══ RECORDED INFORMATION
PR #563, opened 2021-09-09
Button improvements

gnapse:
## Short description

A few improvements to the new button component

- Properly styles the secondary destructive button that was previously not fully finished design-wise in a way that could be customizable in dark mode. (see https://github.com/Doist/Polish/issues/342#issuecomment-915151574)
- Adds support for the loading state on the button (see https://twist.com/a/1585/ch/81455/t/2722260/c/70122683).
- Adds examples in the stories for how to customize buttons for dark mode.
- Improves button icons spacing and sizes. It also improves the ability to fully customize all sizing and spacing by apps via CSS variables.
- Use a `<Button variant="quaternary" />` to power the modal's close button. This allows this button to follow any app's styling customizations applied to buttons.

## PR Checklist

## Demo

https://user-images.githubusercontent.com/15199/132773357-6ee587cc-1df8-44a0-a86a-9b3ac9891dbe.mp4

## Versioning

New beta patch release.


src/new-components/button-link/button-link.test.tsx
```diff
@@ -258,4 +264,82 @@ describe('ButtonLink', () => {
             expect(buttonLink.textContent).toMatchInlineSnapshot(`"😄"`)
         })
     })
+
+    describe('when loading={true}', () => {
```
frankieyan, line 268: I wonder what the use case for this is. Being a link users can right-click and open the target link in a new tab, skipping its onClick prop. If we can't think of a use case then maybe we don't expose it as an option yet?

src/new-components/button-link/button-link.stories.mdx
```diff
@@ -475,79 +487,92 @@ export function Template({ label, variant, tone, size }) {
...
-                        size={size}
-                        aria-label={textLabel}
-                        tooltip={label}
-                        icon={<Icon />}
-                        disabled
-                    />
-                </Box>
-            </Stack>
-        </Inline>
+        <Stack space="large">
```
frankieyan, line 490: For some reason the props table isn't rendering for the ButtonLink:

image

src/new-components/modal/modal.module.css
```diff
@@ -130,21 +130,7 @@
...
-    border: none;
-    line-height: 0;
-    margin-right: -8px;
-}
-.closeButton:hover,
-.closeButton:focus {
-    background-color: var(--reactist-framework-fill-crest);
-    color: var(--reactist-content-primary);
+.closeButtonIcon {
+    margin-left: -4px;
```
frankieyan, line 134: Maybe we need to support a smaller size variant to replace Twist's ActionButton

src/new-components/modal/modal.tsx
```diff
@@ -142,13 +143,13 @@ function Modal({
 //
 
 type ModalCloseButtonProps = Omit<
-    JSX.IntrinsicElements['button'],
-    'type' | 'className' | 'onClick' | 'aria-label' | 'aria-labelledby' | 'children'
+    ButtonProps,
+    'type' | 'children' | 'variant' | 'icon' | 'startIcon' | 'endIcon' | 'disabled' | 'loading'
 > & {
     /**
      * The descriptive label of the button. Used as its aria-label attribute.
```
frankieyan, line 150: Should we remove the second part of the comment? It's a bit redundant

src/new-components/button-link/button-link.stories.mdx
frankieyan: I tried exporting the component inline like in Tabs but it only managed to fix the canvas tab but not on the docs tab. Worth a fix anyway if it at least enables it for canvas:

|Before|After|
|-|-|
|image|image|

src/new-components/button-link/button-link.test.tsx
frankieyan: Thinking on this some more, we may be generating a link that takes a while to resolve. What do you think about disallowing the onClick prop instead while allowing loading?

src/new-components/modal/modal.module.css
gnapse: Not sure what you mean, as this line where you're commenting on is irrelevant to the size of the button. Replacing the ActionButton is a future goal of mine. We can discuss this then.

src/new-components/button-link/button-link.stories.mdx
gnapse: I'll switch to inline export for the components affected in this PR.

src/new-components/button-link/button-link.test.tsx
gnapse: I thought about this probably making no sense for links, but I decided not to second guess what it would be useful for. Maybe I can take it off the table for links, and we only add it if it makes sense.

gnapse: Nah, I'll leave it. The Braid `ButtonLink` has it too. It won't hurt.

gnapse:
@frankieyan can you approve? I'm taking care of most of your feedback (will push it soon) and none of it seems blocking anyway. I may need this to push for new twist-web changes early today.

frankieyan (approved):

PR #567, opened 2021-09-20
Fix modal button icon alignment, truncate button labels when too long

### LINKED ISSUE #566: Modal: Close button icon is misaligned
### Current behaviour

The close modal button seems to be misaligned when used in Twist:

Screen Shot 2021-09-20 at 11 09 39 AM

### Expected behaviour

The icon should be aligned

### Possible solutions

Remove the following from `modal.module.css`:

```css
.closeButtonIcon {
    margin-left: -4px;
    margin-top: -3px;
}
```

gnapse:
## Short description

Closes #566.

The reason has to do with the fact that I naively designed the button component with some variables to allow consumers of it to control the size of icons based on the size of the button. This has proven to cause more troubles and solve none. SVGs have proven to be more suitable to be left having the size they naturally have. So let's say that it is now the responsibility of consumers of the buttons to use SVGs that look ok inside the button on which they need an icon to appear.

In twist-web I had already realized this issue, and we changed these CSS variables to effectively set the icons' `width` and `height` to `auto`, which is the same as not setting them in the first place. This change now removes these "icon size" CSS variables altogether.

### Extra change: truncate button labels when too long

Here's a demo:

image

## PR Checklist

## Versioning

Will be released right after merging, as a new beta version.


craigcarlyle (approved):
@gnapse The changes here LGTM. One thing I think we should consider, however, is adding a `title` attribute to the `button` element with the value of the button's label so that in the rare cases where a button's text does truncate it is still fully readable for the user:

Screen Shot 2021-09-21 at 9 55 00 AM

What do you think?

gnapse:
> One thing I think we should consider, however, is adding a title attribute to the button element with the value of the button's label so that in the rare cases where a button's text does truncate it is still fully readable for the user:

But we'd have to add it all the time, preemptively. Because we cannot know when it will be needed or not. I wonder if this would be annoying and/or interfere with the tooltip. Speaking of which, consumers of the button can always add it themselves, or add a tooltip.

craigcarlyle:
That's fair. Let's roll with this as-is then 👍

PR #589, opened 2021-10-14
feat: Menu a11y improvements

craigcarlyle:
## Short description

This PR fixes a couple of accessibility issues with the `Menu` component:
* Shift focus to the button when the `Menu` component is closed
	* Adds a test case for this behaviour
* Adds automated a11y check with `axe` when `Menu` is initially rendered and when opened 
* Adds accessible badge to the component's story:
menu

## PR Checklist

## Versioning
This does not immediately require a new release.


gnapse:
> Shift focus to the button when the `Menu` component is closed

One would think that reakit took care of this. I wonder why that's not the case. I even wonder if this is a bug in reakit. Might be worth looking into raising the issue there, or see if someone has brought it up before.

PR #594, opened 2021-10-18
chore: Adds a11y badge, automated tests to numerous components

craigcarlyle:
## Short description

Adds the a11y badge and automated tests to:
- Box
- Button
- Columns
- Heading
- Hidden
- Inline
- PasswordField
- SelectField
- Stack
- Tabs
- Text
- TextField
- Tooltip

## PR Checklist

## Versioning
This does not immediately require a new release.


src/new-components/box/box.test.tsx
```diff
@@ -252,4 +253,13 @@ describe('Box', () => {
...
     })
+
+    describe('a11y', () => {
+        it('renders with no a11y violations', async () => {
+            const { container } = render(<Box>Hello world!</Box>)
+            const results = await axe(container)
+
+            expect(results).toHaveNoViolations()
+        })
+    })
```
gnapse, line 264: Is this a formality? For completeness? What's the value of testing that raw `div` renders without a11y violations?

src/new-components/button/button.test.tsx
```diff
@@ -346,4 +347,22 @@ describe('Button', () => {
...
+                    <Button variant="primary" tone="destructive">
+                        Destructive
+                    </Button>
+                </>,
+            )
+            const results = await axe(container)
+
+            expect(results).toHaveNoViolations()
+        })
+    })
```
gnapse, line 367: There's value in doing more tests for the button in other states: while disabled and while loading? These do affect some a11y related attributes. Maybe you can add those buttons to be rendered in this very test without adding more test cases.

I also think that icon-only buttons deserve their own test case, mirroring this test case, but rendering all buttons as icon-only buttons.

src/new-components/password-field/password-field.test.tsx
```diff
@@ -260,4 +261,15 @@ describe('PasswordField', () => {
         expect(inputElement).toHaveValue('password value')
         expect(screen.getByTestId('value')).toHaveTextContent('password value')
     })
+
+    describe('a11y', () => {
+        it('renders with no a11y violations', async () => {
+            const { container } = render(
+                <PasswordField data-testid="password-field" id="custom-id" label="New Password" />,
```
gnapse, line 268:
```suggestion
                <PasswordField label="New Password" />,
```

src/new-components/password-field/password-field.test.tsx
```diff
@@ -260,4 +261,15 @@ describe('PasswordField', () => {
...
+            )
+            const results = await axe(container)
+
+            expect(results).toHaveNoViolations()
+        })
```
gnapse, line 273: I think this could be expanded to also check for a11y violations in password fields that have a `hint` (because this is supposed to add a `aria-describedby` attribute), and maybe test password fields that are disabled.

This feedback here applies to most of the other field components (`SelectField`, `TextField`). I won't repeat the same comment in those components, but whatever you decide to take from this suggestion here should be replicated in those other too.

src/new-components/select-field/select-field.test.tsx
```diff
@@ -193,4 +194,15 @@ describe('SelectField', () => {
         expect(selectElement).toHaveDisplayValue('Light theme')
         expect(screen.getByTestId('container')).toHaveAttribute('data-theme', 'light')
     })
+
+    describe('a11y', () => {
+        it('renders with no a11y violations', async () => {
+            const { container } = render(
+                <SelectField data-testid="select-field" id="custom-id" label="Province" />,
```
gnapse, line 201:
```suggestion
                <SelectField label="Province" />,
```

src/new-components/text-field/text-field.test.tsx
```diff
@@ -182,4 +183,15 @@ describe('TextField', () => {
         expect(inputElement).toHaveValue('Software developer')
         expect(screen.getByTestId('value')).toHaveTextContent('Software developer')
     })
+
+    describe('a11y', () => {
+        it('renders with no a11y violations', async () => {
+            const { container } = render(
+                <TextField label="Whatʼs your name?" hint="We need it for billing purposes" />,
```
gnapse, line 190: Test it without hint, to be consistent with other field tests, and with a hint as well.

stories/components/Dropdown.stories.tsx
```diff
@@ -6,6 +6,9 @@ import Button from '../../src/components/deprecated-button'
 export default {
     title: 'Components/Dropdown',
     component: Dropdown,
+    parameters: {
+        badges: ['notAccessible'],
```
gnapse, line 10: I would deprecate this one as well. I'm pretty certain that we're going to introduce a different component for this purpose.

stories/components/Time.stories.tsx
```diff
@@ -10,6 +10,9 @@ import Time from '../../src/components/time'
 export default {
     title: 'Components/Time',
     component: Time,
+    parameters: {
+        badges: ['accessible'],
+    },
```
gnapse, line 15: Does this one have jest-axe tests already?

stories/components/Tooltip.stories.tsx
```diff
@@ -10,6 +10,9 @@ import type { ButtonProps } from '../../src/components/deprecated-button'
 
 export default {
     title: 'Components/Tooltip',
+    parameters: {
+        badges: ['accessible'],
```
gnapse, line 14: Does this one have jest-axe tests already?

gnapse (approved):
I'm approving, although I think that some of my comments need to be acted on in one way or another. But I'll leave it to you to decide, and no need to wait for a second review after that.

src/new-components/box/box.test.tsx
craigcarlyle: > Is this a formality? For completeness?

Correct.

stories/components/Time.stories.tsx
craigcarlyle: Nope, added.

stories/components/Tooltip.stories.tsx
craigcarlyle: Nope, added.

PR #611, opened 2021-11-16
feat: Updates Avatar to support responsive patterns

### LINKED ISSUE #605: Avatar: Allow responsive sizes
### Motivation

One of the great things about the new components is the responsive nature, being able to set a value for mobile/desktop/tablet. I realise that Avatar is one of the original components, but I think the `Avatar` component could definitely do with it.

### Example

This is currently what I have where `isMobile` is something from [`react-device-detect`](https://www.npmjs.com/package/react-device-detect), but it means it's not truly responsive.
```
<Avatar
    size={isMobile ? 'l' : 'xl'}
    avatarUrl={authenticatedUser.avatarUrl}
    user={{
        name: authenticatedUser.name,
        email: authenticatedUser.emailAddress,
    }}
/>
```
What I'd like to be able to do is
```
<Avatar
    size={{
        mobile: 'l',
        desktop: 'xl',
    }}
    avatarUrl={authenticatedUser.avatarUrl}
    user={{
        name: authenticatedUser.name,
        email: authenticatedUser.emailAddress,
    }}
/>
```

scottlovegrove:
Closes #605 

## Short description

Updates the Avatar component to use the newer way of doing reactist components, using css variables etc. It also adds the abaility to use the responsive elements that have been introduced with v11 so that an avatar's size can dynamically change based on the screen size.

One thing to note, I have intentionally left the size values as is otherwise this would have resulted in a breaking change. 

## PR Checklist

## Versioning

Left versioning alone, it can be released when one is next done.


src/new-components/avatar/avatar.tsx
```diff
@@ -28,20 +30,17 @@ const AVATAR_COLORS = [
...
 type Props = {
     className?: string
     colorList?: string[]
-    size?: AvatarSize
+    size?: ResponsiveProp<AvatarSize>
     avatarUrl?: string
     user: { name?: string; email: string }
 }
 
 function Avatar({ user, avatarUrl, size = 'l', className, colorList = AVATAR_COLORS }: Props) {
```
gnapse, line 41: I'd take this opportunity to refactor it even further towards how the new design system components work or expose their options. Specifically, I'd recommend replacing the `className` prop with one called `exceptionallySetClassName`. This allows to give the signal that the components are meant to be self-styled, and that overriding their styles is a thing to only do exceptionally.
════
WHAT IS EXPECTED ->
Go through the entries above and pull out each line with "getByTestId" in it.

RESULT ->
         expect(screen.getByTestId('value')).toHaveTextContent('password value')
         expect(screen.getByTestId('container')).toHaveAttribute('data-theme', 'light')
         expect(screen.getByTestId('value')).toHaveTextContent('Software developer')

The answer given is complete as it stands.